World Leader in Chemical Treatment Improves Production Unit Performance with Reliability Engineering

Acrobat PDF Icon Reliability Engineering Drives Production for Chemical Plant (PDF)

One of the world’s leading chemical treatment companies, specializing in industrial applications, recently installed a new production unit within their chemical plant. The unit was designed to propel the supplier into their market as the low-cost leader. However, operational challenges were preventing them from achieving this goal. The combination of new process technology and the plant’s reactive practices were driving product costs higher than originally planned. Site maintenance and reliability procedures were causing an inconsistent production rate of volume leaving much room for improvement if they were to become the low-cost leader.

Partnering with LCE to create change

To improve their production levels and become the low-cost leader, the plant needed to institute change within their plant. To help facilitate change, the plant teamed up with Life Cycle Engineering (LCE), a leader in change management and reliability consulting, to conduct a full review of their operational processes. LCE began the path towards change with a comprehensive assessment that examined process design, plant equipment, management practices, and spare parts housing.

Together, LCE and plant leaders identified three high-level goals that would need to be accomplished to achieve success:

1. Stabilize workflow and production unit processes

2. Establish work management processes

3. Identify and organize spare parts inventory

Assessing production and process performance

After completing the assessment, LCE and plant site teams quickly went to work with a unified vision for change. To address the inefficiencies within the plant’s workflow and production unit processes, LCE assigned a diverse team of reliability engineers and technicians to review various areas of the plant. This group would go on to assess the production unit design, gain control of the equipment, stabilize the process, and identify and repair issues causing volume and rate losses, all while maintaining zero injury performance.

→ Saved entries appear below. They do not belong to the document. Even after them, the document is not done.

PR #525, opened 2020-04-08
Add JST XA

jhalmen:
used to be #484 
created this pull request, as i had no permission to update the original request with my commits.

@fenugrec mind taking a look at my updates?

### DIFF
--- a/scripts/Connector/Connector_JST/conn_jst_XA_horizontal.py
+++ b/scripts/Connector/Connector_JST/conn_jst_XA_horizontal.py
@@ -135,15 +135,31 @@ def generate_one_footprint(pincount, variant, configuration):
     part_x_max = x_max
     part_y_min = y_min
     part_y_max = y_max
+    offset = configuration['courtyard_offset']['connector']
+    grid = configuration['courtyard_grid']
 
-    cx1 = roundToBase(part_x_min-configuration['courtyard_offset']['connector'], configuration['courtyard_grid'])
-    cy1 = roundToBase(part_y_min-configuration['courtyard_offset']['connector'], configuration['courtyard_grid'])
+    cx1 = roundToBase(part_x_min - offset, grid)
+    cy1 = roundToBase(part_y_min - offset, grid)
 
-    cx2 = roundToBase(part_x_max+configuration['courtyard_offset']['connector'], configuration['courtyard_grid'])
-    cy2 = roundToBase(part_y_max+configuration['courtyard_offset']['connector'], configuration['courtyard_grid'])
+    cx2 = roundToBase(part_x_max + offset, grid)
+    cy2 = roundToBase(part_y_max + offset, grid)
 
-    kicad_mod.append(RectLine(
-        start=[cx1, cy1], end=[cx2, cy2],
+    cx3 = roundToBase(part_x_max - body_back_protrusion_width - offset, grid)
+    cy3 = roundToBase(-pad_size[1]/2 - offset, grid)
+
+    cx4 = roundToBase(part_x_min + body_back_protrusion_width + offset, grid)
+
+    kicad_mod.append(PolygoneLine(polygone=[
+            {'x':cx1, 'y':cy1},
+            {'x':cx1, 'y':cy2},
+            {'x':cx2, 'y':cy2},
+            {'x':cx2, 'y':cy1},
+            {'x':cx3, 'y':cy1},
+            {'x':cx3, 'y':cy3},
+            {'x':cx4, 'y':cy3},
+            {'x':cx4, 'y':cy1},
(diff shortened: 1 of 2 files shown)


jhalmen:
@fenugrec in case you're satisfied with them, it would be cool if you could also update https://github.com/KiCad/kicad-footprints/pull/2169

fenugrec:
ok will check later today

fenugrec:
done

scripts/Connector/Connector_JST/conn_jst_XA_horizontal.py
```diff
@@ -0,0 +1,333 @@
...
+pad_to_pad_clearance = 0.8
+pad_copper_y_solder_length = 0.5 #How much copper should be in y direction?
+min_annular_ring = 0.15
+
+hook_size = [2.8, 2]    #oval hole
+
+# Connector Parameters
+y_max = 9.2
+y_min = y_max-12.6
+y_main_min = y_max - 9.7    #plastic body extent behind row of pins
```
evanshultz, line 39: Please note this was measured from the CAD model or a real part in the comment.

scripts/Connector/Connector_JST/conn_jst_XA_horizontal.py
```diff
@@ -0,0 +1,333 @@
...
+
+    kicad_mod.append(PadArray(initial=1, start=[0, 0],
+        x_spacing=pitch, pincount=pincount,
+        size=pad_size, drill=drill_size,
+        type=Pad.TYPE_THT, shape=Pad.SHAPE_OVAL, layers=Pad.LAYERS_THT,
+        **optional_pad_params))
+
+    #add mounting hole for hook
+    if hook:
+        kicad_mod.append(Pad(at={'x': A/2, 'y': 6.5}, type=Pad.TYPE_NPTH, shape=Pad.SHAPE_OVAL, layers=Pad.LAYERS_NPTH,
```
evanshultz, line 249: For the y position, please calculate from the datasheet values (9.2 - 2.7) instead of a magic number.

evanshultz, line 249: You've already got `x_mid` above so you don't need to calculate the X location again.

scripts/Connector/Connector_JST/conn_jst_XA_vertical.py
```diff
@@ -0,0 +1,271 @@
...
+
+#Note : this script should cover both standard and "N type" variants. Apparently the N type only uses a different platic:
+# https://jsttac.blogspot.com/2011/08/what-is-difference-in-xa-series-header.html
+
+fab_pin1_marker_type = 1
+pin1_marker_offset = 0.3
+pin1_marker_linelen = 1.25
+
+drill_size = 0.95 #Datasheet: 0.9 +0.1/-0
+mh_drill = 1.25 #for boss
```
evanshultz, line 32: Please note the asymmetrical tolerance in the datasheet for this hole, too.

scripts/Connector/Connector_JST/conn_jst_XA_vertical.py
```diff
@@ -0,0 +1,271 @@
...
+pad_to_pad_clearance = 0.8
+pad_copper_y_solder_length = 0.5 #How much copper should be in y direction?
+min_annular_ring = 0.15
+
+
+
+pitch = 2.5
+
+# as of 2020 : available in 2- to 15-pin, 18 and 20-pin variants.
```
evanshultz, line 41: Please check this since the latest datasheet doesn't show 18 pin. I don't see it as of 30 Sep, anyway.

evanshultz:
1. I don't like the use of `silk_pin1_marker_type` and `fab_pin1_marker_type` having numeric values that aren't descriptive. Can you change the values to something salient? If this is done in other scripts then it's fine to leave it.
1. Please add `tht` to the script file names since they don't do the SMT footprints.
1. Add explicit comments to anywhere I missed that show if a dimension not in the datasheet was measured from a real part, from the 3D model, or somewhere else.
1. I made some comments on the horizontal script that also apply to the vertical one, but I didn't repeat them again. Please assume comments cover both orientations.
1. If the 18 pin doesn't exist, at least as of today, you can simplify the vertical script. But that being said, you could also do something more quick and dirty since perhaps things are apt to change. Either way.

If you can make each change in a separate commit that might be easier to review.

evanshultz:
@chschlue 
Can you please confirm that this repo won't be migrated? At least not yet? I merged the footprints but would like to get a few of these under-the-hood updates to the script before merging this.

chschlue:
@evanshultz yes

PR #528, opened 2020-04-15
Added TSOP-II-86_10.16x22.22mm_P0.5mm

prasetekus:
Datasheet: http://www.issi.com/WW/pdf/42-45S32800J.pdf


poeschlr:
The datasheet includes nominal dimensions in addition to min and max so please include them.
Include the package height (overall_height)
Include the pdf page number in the linke (suffix the link with `#page=60`)

PR #530, opened 2020-04-17
Added QFN-56 8x8 EP5.9

awjlogan:
Added YAML for QFN-56 with 5.9mm EP.


awjlogan:
> Please add nominal dimensions (even if they happen to be mean(min, max) and especially if they don't (like lead width in this case))

Done, thanks for the review @chschlue  :+1:

chschlue:
FP merged.

PR #532, opened 2020-04-17
Espressif typo

evanshultz:
https://www.espressif.com/sites/default/files/documentation/esp32_datasheet_en.pdf#page=47

As you can see, the pitch is 0.35mm, and correctly entered as a parameter, but a typo in the definition of this package. Also fixed the datasheet page link, which could have changed since the doc version when the size definition was added.


nickoe:
@evanshultz I just reviewed this, it does indeed look like the pitch should be 0.35 mm. But when I download the datasheet pdf the info is in  "Figure 9: QFN48 (5x5 mm) Package" on page 42.  Why do we even borther to add a page number in that URL?

Currently the version of the datasheet is listed as "ESP32 Datasheet V3.4" dated 2020-04-27.

evanshultz:
It's a convenience. Yes, the doc is liable to get stale but at least it's usually only a page or a few pages off so it's faster to find. Without a page anchor at all there's much more scrolling and hunting, we've found.

chschlue (approved):

PR #537, opened 2020-04-26
Add Texas NS/PS packages

chschlue:
https://www.ti.com/lit/ml/msop001a/msop001a.pdf
https://www.ti.com/lit/ml/msop002a/msop002a.pdf

https://github.com/KiCad/kicad-footprints/pull/2245


poeschlr:
thanks

PR #539, opened 2020-04-26
Append newline to output

chschlue:
All the "no newline at EOF" warnings keep triggering my OCD.

Please excuse bad Python style. I had a difficult childhood, I grew up with C.


poeschlr:
What do you mean with "no newline at EOF warning"? Which tool makes such warnings for KiCad files?

Also does KiCad itself add a newline?

chschlue:
eof

GitHub does, for example. So does `git diff`.

Yes, ModEdit output ends in 0x0A linefeed.

PR #511, opened 2020-03-16
Add 5.3mm SSOP packages from JEDEC MO-150-B

mansr:

PR #558, opened 2020-05-24
Add TQFP-48_7x7mm_P0.5mm definition

chschlue:
https://www.jedec.org/system/files/docs/MS-026D.pdf variation ABC
https://github.com/KiCad/kicad-footprints/pull/2300
TQFP-48_7x7mm_P0

### DIFF
--- a/scripts/Packages/Package_Gullwing__QFP_SOIC_SO/size_definitions/tqfp.yaml
+++ b/scripts/Packages/Package_Gullwing__QFP_SOIC_SO/size_definitions/tqfp.yaml
@@ -2,6 +2,19 @@ FileHeader:
   library_Suffix: 'QFP'
   device_type: 'TQFP'
 
+TQFP-48_7x7mm_P0.5mm:
+  size_source: 'https://www.jedec.org/system/files/docs/MS-026D.pdf var ABC'
+  body_size_x: 7.00 # basic
+  body_size_y: 7.00 # basic
+  overall_height: 1.20 # max
+  overall_size_x: 9.00 # basic
+  overall_size_y: 9.00 # basic
+  lead_width: 0.17 .. 0.22 .. 0.27
+  lead_len: 0.45 .. 0.60 .. 0.75
+  pitch: 0.50
+  num_pins_x: 12
+  num_pins_y: 12
+
 TQFP-48-1EP_7x7mm_P0.5mm_EP5.0x5.0mm:
   size_source: 'https://www.trinamic.com/fileadmin/assets/Products/ICs_Documents/TMC2100_datasheet_Rev1.08.pdf (page 45)'
   body_size_x:
--- a/scripts/Packages/Package_Gullwing__QFP_SOIC_SO/size_definitions/tqfp.yaml
+++ b/scripts/Packages/Package_Gullwing__QFP_SOIC_SO/size_definitions/tqfp.yaml
@@ -3,10 +3,10 @@ FileHeader:
   device_type: 'TQFP'
 
 TQFP-48_7x7mm_P0.5mm:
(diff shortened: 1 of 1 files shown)


evanshultz:
I'm not sure we want to specify footprints this way. Personally, I agree that using the standards-body doc makes the most sense. But since users require an account to get the doc from the official website and it's not in a datasheet is seems contrived to me. I'd rather see a part datasheet with the package in it since that seems the best user experience. The existing footprint appears to reference a Micrel package drawing, but it's not a full URL and I didn't bother to research it. @poeschlr ?

A couple other things:
1. I think a parameter is assumed to be nominal if only one value is given. So the height doesn't work to just put that one value since it's 1.2mm from board to the top of the package.
1. All other dimensions look good to me.
1. I don't see 'TQFP' spelled out in the doc, but it does use the word 'THIN' in the title. The column headers on page 5 all use 'PQFP'. I'm not sure what is the best way to call this package.

chschlue:
First of all, it's the _IPC 7351_ footprint generator, for crying out loud. That spec isn't freely accessible at all.
Also, what are we going to do if we use a datasheet (rightly) claiming JEDEC-compliance but with tighter tolerances? We'd need another FP for a different manufacturer's package specified with the original tolerances.
For generic footprints, I don't see a cleaner way than using the actual standard if available.

Regarding the other things:
1. True, but the height isn't used at all currently. If and when we're actually going to generate 3D models from the same size definitions, using A1 (standoff) and A2 (actual body height) instead of A (overall height) seems to be the proper way to go to me. It's also pretty common for manufacturers (and JEDEC for that matter) to specify max overall height only.
2. Great.
3. I think using the vernacular ((T)QFP) is a good compromise towards user friendliness. While the official designator (**T**hin-**P**lastic**Q**uad**F**lat**P**ack-**G**ullwing in this case) would be cleaner, those get a little cryptic at times. Semi-OT: @poeschlr ordered the removal of height prefixes for v6, BTW.

Finally: I didn't bother looking up the Micrel drawing either. http://ww1.microchip.com/downloads/en/DeviceDoc/48L_TQFP_7x7x1_0mm_PT_C04-00300d.pdf is the package I was going to use this with.

Even more finally: I think we should be happy about bulk additions like #500 or #511 instead of complaining about the size source and asking for "real" datasheets for each of those footprints.

poeschlr:
While JEDEC does not give access to their data without login it is easy to get a login. I mean i would love they just put their info out there for all to see but well we are not the ones making this decision. And yes i am aware that i was originally the one against it but you guys brought me around.

---

Regarding height: for all other parts we simply add the maximum specifier. However, i did not add a way to specify it with the new style so use the old style for that dimension at least for now (i could imagine we could add ..<maximum> and <minimum>.. as options to indicate that something is given as one of the extremes.)

myfreescalewebpage:
I agree with @evanshultz that available datasheet are probably better for most of the user. Registering to JEDEC need to have a professional email isn't ?

This footprint is used for example by ATSAMD21G15A-A symbol, datasheet: http://ww1.microchip.com/downloads/en/DeviceDoc/SAM_D21_DA1_Family_Data%20Sheet_DS40001882E.pdf#page=1062 and based on this I agree on the dimensions but I'm surprised of the way to declare them in the yaml file. I was more nominal+tolerance fields.

I also see the datasheet above indicate the min/max values while @chschlue your definition for this footprint has only the nominal value and no tolerance.

Joel

chschlue:
Here you go.

myfreescalewebpage:
@evanshultz is it good for you ?

evanshultz:
Yes. Since height isn't used, more work would have to be done there anyway if we were to use it.

PR #575, opened 2020-07-15
csp.yaml - Add X1-WLB0909 footprint

chmorgan:
Datasheet: https://www.diodes.com/assets/Datasheets/AP22913.pdf

### DIFF
--- a/scripts/Packages/Package_BGA/csp.yaml
+++ b/scripts/Packages/Package_BGA/csp.yaml
@@ -474,12 +474,12 @@ WLCSP-8_1.551x2.284mm_P0.5mm:
   pad_diameter: 0.2
   layout_x: 2
   layout_y: 4
-WLCSP-4-X1-WLB0909-4_0.890x0.890_P0.500mm:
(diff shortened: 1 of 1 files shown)


scripts/Packages/Package_BGA/csp.yaml
```diff
@@ -473,4 +473,13 @@ WLCSP-8_1.551x2.284mm_P0.5mm:
   pitch: 0.5
   pad_diameter: 0.2
   layout_x: 2
-  layout_y: 4
\ No newline at end of file
+  layout_y: 4
+WLCSP-4-X1-WLB0909-4_0.890x0.890_P0.500mm:
```
cpresser, line 477: The `mm` is missing from the xy-size. Also the trailing zero on 0.890 could be removed.

cpresser (approved):

cpresser:
Thanks, looks good.
Next time, please don't force-push so I can easier review changes. In this case it was not an issue since its only a few lines though.

PR #576, opened 2020-07-18
csp.yaml - Add Lattice WLCSP-16 package

chmorgan:


scripts/Packages/Package_BGA/csp.yaml
```diff
@@ -456,3 +456,14 @@ ST_WLCSP-180_Die451:
...
   row_skips: [[], [], [], [], [], [], [7], [7], [], [], [], [], [], []]
+WLCSP-16_1.409x1.409mm_P0.35mm:
+  description: "WLCSP-16"
+  size_source: 'http://www.latticesemi.com/view_document?document_id=213'
+  body_size_x: 1.409
+  body_size_y: 1.409
+  pitch: 0.35
+  pad_diameter: 0.218
+  mask_margin: 0.01
+  paste_margin: 0.000001
```
cpresser, line 467: Why did you choose those parameters?

* mask_margin and paste_margin seem to be arbitraty values. If there is no manufacturer spec, just leave them empty. Then the boards settings will be applied when generating paste and mask layers.
* As for the pad_diameter, I suggest to go for 0.2mm

cpresser (changes requested):
I got the 0.2mm from here:
image

Page8: http://www.latticesemi.com/-/media/LatticeSemi/Documents/ApplicationNotes/PT2/FPGA-TN-02024-4-1-PCB-Layout-Rec-BGA-Packages.ashx?document_id=671

scripts/Packages/Package_BGA/csp.yaml
chmorgan: @cpresser I might have copied them from another part not realizing that leaving them out is ok. Pushed an update that adjusts the pad_diameter to 0.2mm after confirming from the datasheet you linked above.

cpresser (approved):

PR #587, opened 2020-08-24
Added Dialog_VFBGA-86_6x6mm_Layout10x10_P0.55mm_Ball0.25mm_Pad0.2mm

aectaan:
[footprint PR](https://github.com/KiCad/kicad-footprints/pull/2188)


scripts/Packages/Package_BGA/bga.yaml
```diff
@@ -345,3 +345,14 @@ WLP-9_1.448x1.468mm_Layout3x3_P0.4mm_Ball0.27mm_Pad0.25mm:
   paste_margin: 0.000001
   layout_x: 3
   layout_y: 3
+Dialog_VFBGA-86_6x6mm_Layout10x10_P0.55mm_Ball0.25mm_Pad0.2mm:
```
cpresser, line 348: Ball diameter is in the name, but not set as a property.

scripts/Packages/Package_BGA/bga.yaml
```diff
@@ -345,3 +345,14 @@ WLP-9_1.448x1.468mm_Layout3x3_P0.4mm_Ball0.27mm_Pad0.25mm:
...
+  description: "VFBGA-86"
+  size_source: "https://www.dialog-semiconductor.com/sites/default/files/da1469x_datasheet_3v1.pdf"
+  body_size_x: 6.0
+  body_size_y: 6.0
+  pitch: 0.55
+  pad_diameter: 0.205
+  mask_margin: 0.026
```
cpresser, line 355: Where did you get those values from (pad_diameter, mask_margin)? I feel stupid since I can't find it.

cpresser (commented):
Looks pretty good. I have two questions/remarks though.

scripts/Packages/Package_BGA/bga.yaml
aectaan: It's experimental data. I've made 7 boards with this MCU since my PR

scripts/Packages/Package_BGA/bga.yaml
aectaan: It's not really clear for me. What do you mean? I looked at the previous part (WLP-9_1.448x1.468mm_Layout3x3_P0.4mm_Ball0.27mm_Pad0.25mm) and made similar.

cpresser: I was stupid, misread a line, made a stupid assumption and wrote that comment. Ignore it.

scripts/Packages/Package_BGA/bga.yaml
cpresser: Fair, but we try to not base footprints on experimental value if possible. The manufacturers recommendations are to be followed. But here we don't have any.

In this case I suggest to use 0.2mm for the pad as specified in IPC-7351B (https://github.com/pointhi/kicad-footprint-generator/blob/d3b8ffd00e656a0ccff3a75be2c9cb8aeec3f6df/scripts/Packages/Package_BGA/ipc_definitions.yaml)

Also, I checked the snapeda.com export (dialog links to them for footprints/symbols). They have 0.2mm as well.
```
  (pad A1 smd circle (at -2.475 -2.475) (size 0.2 0.2) (layers F.Cu F.Mask F.Paste))
  (pad A2 smd circle (at -1.925 -2.475) (size 0.2 0.2) (layers F.Cu F.Mask F.Paste))
``` 

Regarding mask margin I am actually not sure how to continue. Never had that issue before.
* https://github.com/KiCad/kicad-footprints/pull/1170#issuecomment-447583481 is about the same value
* I agree that having a value set that is proven in production is a good idea.
* The KLC does explicitly allow to set the mask in [F9.2](https://kicad-pcb.org/libraries/klc/F9.2/).
* From https://www.ti.com/lit/an/sprabb3/sprabb3.pdf?#page=10
  * image
*image
* One option would be to remove the `mask_margin` parameter completely. Then the settings as defined in the board-file where the footprint is used will be applied to the pads.
* Or take the value from TI (0.05mm) which is 10 years old
* Or take 0.035 which lots of other parts in that file use
* Or we just go with your proven value which is close to other values in the same file. One question here though, why did you choose that value?

evanshultz:
We should use IPC7351 pads sizes for ball sizes if no recommended footprints are given, and arguably even if they are as we do the same thing with gullwing and SON packages so the same justification works here.

That info is captured at https://github.com/pointhi/kicad-footprint-generator/blob/master/scripts/Packages/Package_BGA/ipc_definitions.yaml, but I haven't taught the generator how to use it yet. You can still read that file and manually pick the proper pad size, though.

That is a really tight mask margin. I don't see guidance from IPC on that, but I also suggest to leave it alone and have it controlled by the board. I added the full complement of parameters to the generator to make the recommended footprints for ST parts, but if the vendor doesn't tell us how they want the footprint made then we can give the user control once we get past IPC guidelines.

Lastly, this package like isn't only for Dialog. It looks like a generic package. And Dialog doesn't have a recommended footprint, so there's nothing special about the resulting footprint. Therefore, don't make it Dialog-specific but just make it generic.

scripts/Packages/Package_BGA/bga.yaml
aectaan: Regarding your last question: it's a value, recommended by the local PCB manufacturer. Anyway, I liked your idea to take the most common value from this file (0.035)

aectaan:
I changed pad diameter and mask margin (0.2/0.035). I'm disagree, that it is generic package: if you try to google "vfbga-86", 6/10 results will be about DA14691/DA14695, and 4 will be not relevant.

evanshultz:
There's nothing special about the package or the footprint that will result from it I can see. Dialog can call it VFBGA while another company calls the same package something else, but the package can still be a standard, off-the-shelf package available from the typical package vendors. Do you have more information about the package and if it is specific? And without a recommended footprint I really don't see anything tying this footprint to Dialog.

If you do want it to be specific, it appears https://www.dialog-semiconductor.com/sites/default/files/da14695_devkt-b-usb_vc_allegro_source.zip is the layout in Allegro. I could open it and extract any unknown information for you. Then we'd have Dialog's recommendation, as best as I can see, and it would make sense for this to be a specific footprint. Let me know if you would like to me do that (I'm guessing you don't have Allegro). We are missing pad diameter and mask clearance, right?

Lastly, we often add an anchor to the datasheet page as a convenience. You could do that to the link for page 740.

aectaan:
Ok, I will remove "Dialog_" prefix. Could you please provide pad diameter and mask opening?

cpresser:
Lets go with Pad 0.2mm (per IPC) and no mask parameter at all.

I also tried the free Allegro-Viewer for fun. But was not that successful - I don't know how to properly use it. The grid was not fine enough to measure it exactly. But I estimate the pad in that design is 0.2 and the mask 0.25 (both diameter).

cpresser:
Please just omit the mask-margin parameter.
Currently it has no effect since 0 is treated as *use board settings*. Which is the same as not specifying it at all.
But we never know how KiCad will change. So better leave it empty.

cpresser:
Forgot one thing: Please update the `kicad-footprints` PR with the generated file.

aectaan:
done

cpresser:
The `mask_margin` line is still part of the change-set. Please remove that line. See my comment above.
That's the last item, after that we can merge it.
I will go ahead and merge the generated Footprint since it won't be affected by that change.

cpresser (approved):

PR #616, opened 2023-06-23
Handle OLED & button locks in Miniscreen class

jcapona:


angusjfw (approved):
have not tested but looks good

PR #620, opened 2023-07-25
Fix test runs 

jcapona:
- Updated oled/miniscreen mocks; some tests where hanging because of a locked lock.
- Converted some tests from unittest to pytest
- Added `daemon=True` to all `Threads`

After conducting a thorough end-to-end design review of the plant’s new processes and equipment, Reliability Engineering Subject Matter Experts (SMEs) formed a top 10 list of needed improvements, procedures for implementing a failure modes and effects analysis (FMEA), risk plan, operating plan, and a maintenance plan in order to ensure a consistent rate of production volume.

The teams continued to institute change by assigning reliability technicians to conduct physical walk-downs of the processes and equipment to confirm asset locations, population count, and name plate data. Spare parts and materials left over from previous construction were consolidated and the physical inventory was stored in a newly developed storeroom that would greatly reduce downtime while improving work order management.

Achieving success with reliability engineering

The most comprehensive activity was the engineering review and the subsequent creation of risk, operation, and maintenance plans. This review led to the aforementioned top 10 list of needed improvements, which comprised undersized equipment, operating process conditions that were not within design specifications, and missing instrumentation. Reliability technicians developed equipment maintenance plans and BOMs for critical equipment, while correcting equipment master data and hierarchies.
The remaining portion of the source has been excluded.